PR #14035, opened 2018-08-10
Add "With an Immediate Pull Request"

izeye:
I have seen many "an issue with an immediate pull request" patterns like [this one](https://github.com/spring-projects/spring-boot/issues/13981#issuecomment-409913552) but the pattern is considered as a duplicate in the Spring Boot repository, so I added "With an Immediate Pull Request" note to the issue template.

This PR also reorganises with "Please DO NOT Raise an Issue" Cases.

### DIFF
--- a/.github/ISSUE_TEMPLATE.md
+++ b/.github/ISSUE_TEMPLATE.md
@@ -2,9 +2,16 @@
 Thanks for raising a Spring Boot issue. Please take the time to review the following
 categories as some of them do not apply here.
 
-❓Question
+🙅 "Please DO NOT Raise an Issue" Cases
+- Question
 STOP!! Please ask questions about how to use something, or to understand why something isn't
 working as you expect it to, on Stack Overflow using the spring-boot tag.
+- Security Vulnerability
+STOP!! Please don't raise security vulnerabilities here. Head over to https://pivotal.io/security to learn how to disclose them responsibly.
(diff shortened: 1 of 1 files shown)


.github/ISSUE_TEMPLATE.md
```diff
@@ -12,13 +12,15 @@ are using. If possible, please provide a test case or sample application that re
...
-🚨 Security Vulnerability
-STOP!! Please don't raise security vulnerabilities here. Head over to https://pivotal.io/security to learn how to disclose them responsibly.
-
 🎁 Enhancement
 Please start by describing the problem that you are trying to solve. There may already
 be a solution, or there may be a way to solve it that you hadn't considered.
 
-🙅 Managed dependency upgrade
-You DO NOT need to raise an issue for a managed dependency version upgrade as there's a semi-automatic process for checking managed dependencies for new versions before a release. But pull requests for upgrades that are more involved than just a version property change are still most welcome.
+🙅 "Please DO NOT Raise an Issue" Cases
```
snicoll: Shouldn't question be in this category? If you agree, I wonder if that shouldn't be on top (let's increase our change that users actually read that).

izeye:
@snicoll Thanks for the quick feedback! I agree all your concerns including "TL;DR". I updated as you suggested.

_Problem to solve_.
The output should restate the data exactly, with no line missing.

_Answer box_.
PR #14035, opened 2018-08-10
Add "With an Immediate Pull Request"

izeye:
I have seen many "an issue with an immediate pull request" patterns like [this one](https://github.com/spring-projects/spring-boot/issues/13981#issuecomment-409913552) but the pattern is considered as a duplicate in the Spring Boot repository, so I added "With an Immediate Pull Request" note to the issue template.

This PR also reorganises with "Please DO NOT Raise an Issue" Cases.

### DIFF
--- a/.github/ISSUE_TEMPLATE.md
+++ b/.github/ISSUE_TEMPLATE.md
@@ -2,9 +2,16 @@
 Thanks for raising a Spring Boot issue. Please take the time to review the following
 categories as some of them do not apply here.
 
-❓Question
+🙅 "Please DO NOT Raise an Issue" Cases
+- Question
 STOP!! Please ask questions about how to use something, or to understand why something isn't
 working as you expect it to, on Stack Overflow using the spring-boot tag.
+- Security Vulnerability
+STOP!! Please don't raise security vulnerabilities here. Head over to https://pivotal.io/security to learn how to disclose them responsibly.
(diff shortened: 1 of 1 files shown)


.github/ISSUE_TEMPLATE.md
```diff
@@ -12,13 +12,15 @@ are using. If possible, please provide a test case or sample application that re
...
-🚨 Security Vulnerability
-STOP!! Please don't raise security vulnerabilities here. Head over to https://pivotal.io/security to learn how to disclose them responsibly.
-
 🎁 Enhancement
 Please start by describing the problem that you are trying to solve. There may already
 be a solution, or there may be a way to solve it that you hadn't considered.
 
-🙅 Managed dependency upgrade
-You DO NOT need to raise an issue for a managed dependency version upgrade as there's a semi-automatic process for checking managed dependencies for new versions before a release. But pull requests for upgrades that are more involved than just a version property change are still most welcome.
+🙅 "Please DO NOT Raise an Issue" Cases
```
snicoll: Shouldn't question be in this category? If you agree, I wonder if that shouldn't be on top (let's increase our change that users actually read that).

izeye:
@snicoll Thanks for the quick feedback! I agree all your concerns including "TL;DR". I updated as you suggested.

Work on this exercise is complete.